(Entries taken from a collection)
▼▼▼
Issue #1346, opened 2020-01-17
Tracking bug: improving DFT-based fuzzing strategy


Dor1s:
Continuation of https://github.com/google/clusterfuzz/issues/503.

The corresponding issue on OSS-Fuzz side is https://github.com/google/oss-fuzz/issues/1632

PR #1347, opened 2020-01-17
Dataflow strategy: use traces from the build, auto-focus, no fork (#1346).

Dor1s:
Instead of `-collect_data_flow=<DATAFLOW_BINARY> -fork=1`, use `-data_flow_trace=<DATAFLOW_TRACE_DIR> -focus_function=auto` and intentionally do not use the fork mode (at least for now).

### DIFF
--- a/src/python/bot/fuzzers/libfuzzer.py
+++ b/src/python/bot/fuzzers/libfuzzer.py
@@ -71,6 +71,9 @@ MAX_OUTPUT_LEN = 1 * 1024 * 1024  # 1 MB
 CRASH_TESTCASE_REGEX = (r'.*Test unit written to\s*'
                         r'(.*(crash|oom|timeout|leak)-.*)')
 
+# Currently matches oss-fuzz/infra/base-images/base-runner/collect_dft#L34.
+DATAFLOW_TRACE_DIR_SUFFIX = '_dft'
+
 
 class LibFuzzerException(Exception):
   """LibFuzzer exception."""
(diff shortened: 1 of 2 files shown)


Dor1s:
Marty, could you also review this one, and I'll deploy all recent changes at once then?

src/python/bot/fuzzers/libfuzzer.py
```diff
@@ -1599,8 +1605,8 @@ def pick_strategies(strategy_pool, fuzzer_path, corpus_directory,
   is_ephemeral = environment.is_ephemeral()
 
   if (not is_fuchsia and not is_android and not is_ephemeral and
-      (use_dataflow_tracing or
-       strategy_pool.do_strategy(strategy.FORK_STRATEGY))):
+      not use_dataflow_tracing and
```
inferno-chromium: So, you don't want fork mode to be used in dataflow tracing anymore ?

Dor1s: yes

mbarbella-chromium: Could you add a comment explaining why they should be mutually exclusive here? Do they actually need to be mutually exclusive or could we still occasionally pick both?

Dor1s: Done, also fixed a stale comment (that somehow went too above in the code), thanks!

The strategies are not mutually exclusive, but in the fork mode the log is pretty poor, so I want to get readable logs from the DFT runs for now. They include coverage information, focus function selected, and some other DFT-specific stats.

Issue #1348, opened 2020-01-17
fuzzer_and_job_weights cron fails to insert data to BigQuery due to 10000 quota


Dor1s:
https://console.cloud.google.com/errors/CJ7plL-8-LTsUg?time=P30D&project=clusterfuzz-external

Dor1s:
The error is gone, cron job succeeded.

PR #1350, opened 2020-01-17
Follow up fix for merging errors from batch BigQuery inserts (#1348).

Dor1s:
Follow up! Looks like either documentation or my reading of it is not right :)

### DIFF
--- a/src/python/google_cloud_utils/big_query.py
+++ b/src/python/google_cloud_utils/big_query.py
@@ -370,7 +370,7 @@ class Client(object):
       A json explained here:
       https://cloud.google.com/bigquery/docs/reference/rest/v2/tabledata/insertAll
     """
-    result = None
+    result = {}
     for i in range(0, len(inserts), INSERT_BATCH_SIZE):
       response = self._insert_batch(
           inserts[i:min(len(inserts), i + INSERT_BATCH_SIZE)])
@@ -391,6 +391,6 @@ class Client(object):
         if result.get('insertErrors'):
           result['insertErrors'].extend(new_errors)
         else:
-          result = response
+          result['insertErrors'] = new_errors
 
     return result
--- a/src/python/google_cloud_utils/big_query.py
+++ b/src/python/google_cloud_utils/big_query.py
@@ -379,8 +379,18 @@ class Client(object):
       time.sleep(1)
 
       if not result:
+        # Use result from the first batch, appending errors from the rest.
         result = response
       else:
-        result['insertErrors'].extend(response['insertErrors'])
+        # If there are new errors from the current batch, append to the result.
+        new_errors = response.get('insertErrors')
+        if not new_errors:
+          continue
+
+        # Apparently result may not have errors, be careful.
+        if result.get('insertErrors'):
+          result['insertErrors'].extend(new_errors)
+        else:
+          result = response
 
     return result


src/python/google_cloud_utils/big_query.py
```diff
@@ -379,8 +379,18 @@ def insert(self, inserts):
...
+        # If there are new errors from the current batch, append to the result.
+        new_errors = response.get('insertErrors')
+        if not new_errors:
+          continue
+
+        # Apparently result may not have errors, be careful.
+        if result.get('insertErrors'):
+          result['insertErrors'].extend(new_errors)
+        else:
+          result = response
```
inferno-chromium: Why do we overwrite the result here ?

src/python/google_cloud_utils/big_query.py
```diff
@@ -379,8 +379,18 @@ def insert(self, inserts):
       time.sleep(1)
 
       if not result:
+        # Use result from the first batch, appending errors from the rest.
```
inferno-chromium: Why we don't capture result (non-errors) from other parts of query response. This seems weird. @oliverchang for review as well.

src/python/google_cloud_utils/big_query.py
Dor1s: let me give a try to upgrading it

Dor1s: doesn't seem like we can use the version that has it fixed (`2.3.0`: https://github.com/PyCQA/pylint/issues/2767), but I've used `{}` instead of `None` and now it's happy

src/python/google_cloud_utils/big_query.py
```diff
@@ -379,8 +379,18 @@ def insert(self, inserts):
...
         result = response
       else:
-        result['insertErrors'].extend(response['insertErrors'])
+        # If there are new errors from the current batch, append to the result.
+        new_errors = response.get('insertErrors')
+        if not new_errors:
+          continue
+
+        # Apparently result may not have errors, be careful.
+        if result.get('insertErrors'):
```
oliverchang: nit: we can do this much more concisely like so:

```python
result.setdefault('insertErrors', []).extend(new_errors)
```

src/python/google_cloud_utils/big_query.py
```diff
@@ -379,8 +379,18 @@ def insert(self, inserts):
       time.sleep(1)
 
       if not result:
+        # Use result from the first batch, appending errors from the rest.
         result = response
       else:
-        result['insertErrors'].extend(response['insertErrors'])
+        # If there are new errors from the current batch, append to the result.
```
oliverchang: I feel the else makes the flow of the logic a bit confusing here. We can probably just continue after line 383 and unindent the rest.

src/python/google_cloud_utils/big_query.py
oliverchang: Agreed that there is nothing much else in the returned values.

src/python/google_cloud_utils/big_query.py
Dor1s: beautiful, done!

src/python/google_cloud_utils/big_query.py
Dor1s: thanks, done!

PR #1352, opened 2020-01-20
updated the year

vschs007:
updated the year to 2020


Dor1s:
The year reflects when the file was added for the first time.

PR #1356, opened 2020-01-21
Speculative fix for HTML minimizer unicode exception.

mbarbella-chromium:
PTAL. Quick fix for an exception showing up after the python 3 migration CL. We essentially switched this line from using str to unicode, but really wanted raw data. Switching to bytes should give us the behavior we want (working on arbitrary test case data that isn't necessarily utf-8).

### DIFF
--- a/src/python/bot/minimizer/html_minimizer.py
+++ b/src/python/bot/minimizer/html_minimizer.py
@@ -195,7 +195,7 @@ class HTMLMinimizer(minimizer.Minimizer):  # pylint:disable=abstract-method
   @staticmethod
   def combine_tokens(tokens):
     """Combine tokens into a usable format, stripping metadata."""
-    return ''.join([bytes(t) for t in tokens])
+    return b''.join([bytes(t) for t in tokens])
 
   @staticmethod
   def run(data,
--- a/src/python/bot/minimizer/html_minimizer.py
+++ b/src/python/bot/minimizer/html_minimizer.py
@@ -15,9 +15,9 @@
    an HTML test case."""
 from __future__ import absolute_import
 
+from builtins import bytes
 from builtins import object
 from builtins import range
-from builtins import str
 
 import functools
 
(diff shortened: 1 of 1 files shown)


src/python/bot/minimizer/html_minimizer.py
```diff
@@ -190,12 +190,12 @@ def get_tokens_and_metadata(data):
   @staticmethod
   def combine_worker_tokens(tokens, prefix='', suffix=''):
     """Combine tokens for a worker minimizer."""
-    return '%s%s%s' % (prefix, ''.join(tokens), suffix)
+    return prefix + b''.join(tokens) + suffix
```
inferno-chromium: prefix, suffix need to have b'' ?

src/python/bot/minimizer/html_minimizer.py
```diff
@@ -190,12 +190,12 @@ def get_tokens_and_metadata(data):
...
 
   @staticmethod
   def combine_tokens(tokens):
     """Combine tokens into a usable format, stripping metadata."""
-    return ''.join([str(t) for t in tokens])
+    return ''.join([bytes(t) for t in tokens])
```
inferno-chromium: '' need to b'' ?

>>> '' + b'a' + ''
  File "<stdin>", line 1, in <module>
TypeError: can only concatenate str (not "bytes") to str
>>> ''.join([b'a'])
  File "<stdin>", line 1, in <module>
TypeError: sequence item 0: expected str instance, bytes found

mbarbella-chromium: Good catch.

src/python/bot/minimizer/html_minimizer.py
mbarbella-chromium: The values passed are output from combine_tokens, so we should be safe. I'd prefer to avoid explicitly converting to bytes here.

inferno-chromium: i mean the default values of prefix and suffix are not bytes, can you change those.

mbarbella-chromium: Ah, missed that. Done!

Issue #1360, opened 2020-01-22
Issue with non-ascii environment variables


eepeep:
I have some non-ascii characters in my PS1, and this causes problems with some of the code in #1336 .  For example, running some integration tests, I see:

```
Traceback (most recent call last):
  File "~/clusterfuzz/src/python/tests/core/bot/fuzzers/libFuzzer/engine_test.py", line 1017, in test_qemu_logs_returned_on_error
    build_manager.setup_build()
  File "~/clusterfuzz/src/python/build_management/build_manager.py", line 1418, in setup_build
    return setup_trunk_build(bucket_paths, target_weights=target_weights)
  File "~/clusterfuzz/src/python/build_management/build_manager.py", line 1212, in setup_trunk_build
    target_weights=target_weights)
  File "~/clusterfuzz/src/python/build_management/build_manager.py", line 1256, in setup_regular_build
    if build.setup():
  File "~/clusterfuzz/src/python/build_management/build_manager.py", line 783, in setup
    fuchsia.device.initial_qemu_setup()
  File "~/clusterfuzz/src/python/platforms/fuchsia/device.py", line 99, in initial_qemu_setup
    extend_fvm(qemu_vars['fuchsia_resources_dir'], qemu_vars['drive_path'])
  File "~/clusterfuzz/src/python/platforms/fuchsia/device.py", line 228, in extend_fvm
    result = process.run_and_wait()
  File "~/clusterfuzz/src/python/system/new_process.py", line 344, in run_and_wait
    **popen_args)
  File "~/clusterfuzz/src/python/system/new_process.py", line 283, in run
    for k, v in env.items()
  File "~/clusterfuzz/src/python/system/new_process.py", line 283, in <dictcomp>
    for k, v in env.items()
  File "~/clusterfuzz/src/python/base/utils.py", line 949, in newstr_to_native_str
    return future_utils.native(str(s)).encode()
  File "~/clusterfuzz/ENV/local/lib/python2.7/site-packages/future/types/newstr.py", line 102, in __new__
    return super(newstr, cls).__new__(cls, value)
UnicodeDecodeError: 'ascii' codec can't decode byte 0xf0 in position 6: ordinal not in range(128)
```

[...]

PR #1368, opened 2020-01-23
Fix encoding issue in newstr_to_native_str.

oliverchang:
Should address #1360.


oliverchang:
Oh, this misses a case. fixing.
▲▲▲
Goal of the exercise -
Lines in the records above that carry the word "pylint" are to be located and copied.

Solution for this task -
Dor1s: doesn't seem like we can use the version that has it fixed (`2.3.0`: https://github.com/PyCQA/pylint/issues/2767), but I've used `{}` instead of `None` and now it's happy
@@ -195,7 +195,7 @@ class HTMLMinimizer(minimizer.Minimizer):  # pylint:disable=abstract-method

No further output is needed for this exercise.